→ **PROBLEM DETAILS**
The answer must consist of every line from the data that holds the string "gets".

------------------------------------------------

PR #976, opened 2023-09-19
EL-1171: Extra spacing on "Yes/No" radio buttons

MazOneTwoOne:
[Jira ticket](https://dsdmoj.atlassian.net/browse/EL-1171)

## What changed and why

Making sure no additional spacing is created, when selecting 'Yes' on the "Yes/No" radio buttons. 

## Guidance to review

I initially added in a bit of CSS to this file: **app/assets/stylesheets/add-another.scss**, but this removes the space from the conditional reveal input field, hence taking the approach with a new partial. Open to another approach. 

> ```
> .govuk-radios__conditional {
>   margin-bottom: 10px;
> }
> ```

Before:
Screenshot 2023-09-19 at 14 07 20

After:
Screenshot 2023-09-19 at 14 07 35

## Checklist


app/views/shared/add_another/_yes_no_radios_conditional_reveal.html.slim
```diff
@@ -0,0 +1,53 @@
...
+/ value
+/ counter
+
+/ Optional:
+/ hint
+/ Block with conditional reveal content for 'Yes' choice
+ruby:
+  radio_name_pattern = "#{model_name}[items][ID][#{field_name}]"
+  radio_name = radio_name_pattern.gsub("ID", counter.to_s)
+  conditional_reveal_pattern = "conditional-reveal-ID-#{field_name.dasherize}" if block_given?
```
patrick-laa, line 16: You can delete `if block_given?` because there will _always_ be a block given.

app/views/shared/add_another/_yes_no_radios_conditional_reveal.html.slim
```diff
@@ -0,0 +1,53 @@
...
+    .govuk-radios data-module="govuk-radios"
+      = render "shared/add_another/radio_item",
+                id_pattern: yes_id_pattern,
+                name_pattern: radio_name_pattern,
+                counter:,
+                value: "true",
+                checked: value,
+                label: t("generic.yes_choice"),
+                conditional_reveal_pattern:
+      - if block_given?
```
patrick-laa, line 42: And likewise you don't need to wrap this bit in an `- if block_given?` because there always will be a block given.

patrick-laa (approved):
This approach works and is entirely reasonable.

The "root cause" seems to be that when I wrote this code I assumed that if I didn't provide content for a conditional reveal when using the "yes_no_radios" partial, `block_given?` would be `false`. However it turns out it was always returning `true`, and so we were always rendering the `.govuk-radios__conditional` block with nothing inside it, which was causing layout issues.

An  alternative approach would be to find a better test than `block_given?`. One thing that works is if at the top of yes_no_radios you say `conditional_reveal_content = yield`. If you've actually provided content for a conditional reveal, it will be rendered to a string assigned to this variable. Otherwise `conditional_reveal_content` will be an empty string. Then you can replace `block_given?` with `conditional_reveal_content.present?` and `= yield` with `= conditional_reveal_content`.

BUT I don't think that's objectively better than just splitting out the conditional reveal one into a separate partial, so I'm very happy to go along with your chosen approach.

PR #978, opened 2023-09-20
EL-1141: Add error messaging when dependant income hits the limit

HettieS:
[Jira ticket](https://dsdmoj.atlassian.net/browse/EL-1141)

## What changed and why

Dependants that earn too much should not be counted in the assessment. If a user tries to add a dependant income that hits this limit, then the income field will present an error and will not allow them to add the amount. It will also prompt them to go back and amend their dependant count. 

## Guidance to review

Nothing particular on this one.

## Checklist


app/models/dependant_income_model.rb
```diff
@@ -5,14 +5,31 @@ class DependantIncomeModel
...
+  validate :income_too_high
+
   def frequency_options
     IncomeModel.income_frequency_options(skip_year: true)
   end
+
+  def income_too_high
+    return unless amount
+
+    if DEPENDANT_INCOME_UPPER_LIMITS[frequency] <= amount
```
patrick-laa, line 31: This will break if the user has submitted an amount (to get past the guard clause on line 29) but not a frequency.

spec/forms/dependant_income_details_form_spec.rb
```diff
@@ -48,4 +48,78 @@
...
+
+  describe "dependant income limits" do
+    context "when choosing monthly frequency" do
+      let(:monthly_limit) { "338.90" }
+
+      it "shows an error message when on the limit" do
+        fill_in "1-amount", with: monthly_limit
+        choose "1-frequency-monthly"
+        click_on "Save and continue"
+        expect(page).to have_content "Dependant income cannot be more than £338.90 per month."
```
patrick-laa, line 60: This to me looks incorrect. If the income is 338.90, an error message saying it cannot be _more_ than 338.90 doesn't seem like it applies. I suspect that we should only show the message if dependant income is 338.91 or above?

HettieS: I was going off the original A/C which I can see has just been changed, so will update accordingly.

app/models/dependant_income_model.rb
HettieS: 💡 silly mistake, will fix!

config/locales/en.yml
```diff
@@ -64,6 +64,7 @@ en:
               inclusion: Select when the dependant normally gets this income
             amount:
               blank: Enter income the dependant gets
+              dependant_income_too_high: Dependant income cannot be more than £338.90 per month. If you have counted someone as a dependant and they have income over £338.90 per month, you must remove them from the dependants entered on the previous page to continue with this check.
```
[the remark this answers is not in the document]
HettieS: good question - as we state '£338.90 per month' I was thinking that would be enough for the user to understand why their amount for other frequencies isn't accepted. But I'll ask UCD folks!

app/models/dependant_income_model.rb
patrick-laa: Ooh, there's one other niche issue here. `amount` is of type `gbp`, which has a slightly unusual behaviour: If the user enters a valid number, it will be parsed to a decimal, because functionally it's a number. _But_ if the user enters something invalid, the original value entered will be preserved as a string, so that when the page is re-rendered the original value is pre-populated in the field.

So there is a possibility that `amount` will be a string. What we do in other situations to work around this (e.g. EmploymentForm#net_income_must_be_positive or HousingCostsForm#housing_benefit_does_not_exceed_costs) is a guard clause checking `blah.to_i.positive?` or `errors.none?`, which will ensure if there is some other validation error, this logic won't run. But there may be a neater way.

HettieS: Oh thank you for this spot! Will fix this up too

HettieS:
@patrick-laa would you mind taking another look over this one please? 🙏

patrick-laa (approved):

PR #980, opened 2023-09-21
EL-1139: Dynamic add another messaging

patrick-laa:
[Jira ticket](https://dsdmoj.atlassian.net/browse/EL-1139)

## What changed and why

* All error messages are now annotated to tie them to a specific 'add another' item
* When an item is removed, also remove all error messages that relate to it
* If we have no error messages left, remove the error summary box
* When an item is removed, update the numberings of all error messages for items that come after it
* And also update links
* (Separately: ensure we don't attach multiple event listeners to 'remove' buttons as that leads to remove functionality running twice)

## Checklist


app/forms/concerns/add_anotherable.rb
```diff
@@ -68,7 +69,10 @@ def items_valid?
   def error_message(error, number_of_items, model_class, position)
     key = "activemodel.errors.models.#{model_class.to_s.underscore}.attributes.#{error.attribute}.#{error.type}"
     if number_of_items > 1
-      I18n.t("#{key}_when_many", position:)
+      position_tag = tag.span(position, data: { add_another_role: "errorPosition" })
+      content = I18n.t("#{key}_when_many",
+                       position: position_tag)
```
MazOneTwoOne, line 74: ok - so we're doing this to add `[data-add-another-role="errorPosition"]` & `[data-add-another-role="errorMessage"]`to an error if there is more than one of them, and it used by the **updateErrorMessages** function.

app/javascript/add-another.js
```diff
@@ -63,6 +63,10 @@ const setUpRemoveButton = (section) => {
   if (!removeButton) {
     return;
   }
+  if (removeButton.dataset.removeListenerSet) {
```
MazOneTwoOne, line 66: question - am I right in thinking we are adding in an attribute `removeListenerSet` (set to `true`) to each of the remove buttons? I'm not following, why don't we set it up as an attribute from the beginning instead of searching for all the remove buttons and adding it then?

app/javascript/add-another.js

------------------------------------------------

→ **WRITTEN ANSWER**
               inclusion: Select when the dependant normally gets this income
               blank: Enter income the dependant gets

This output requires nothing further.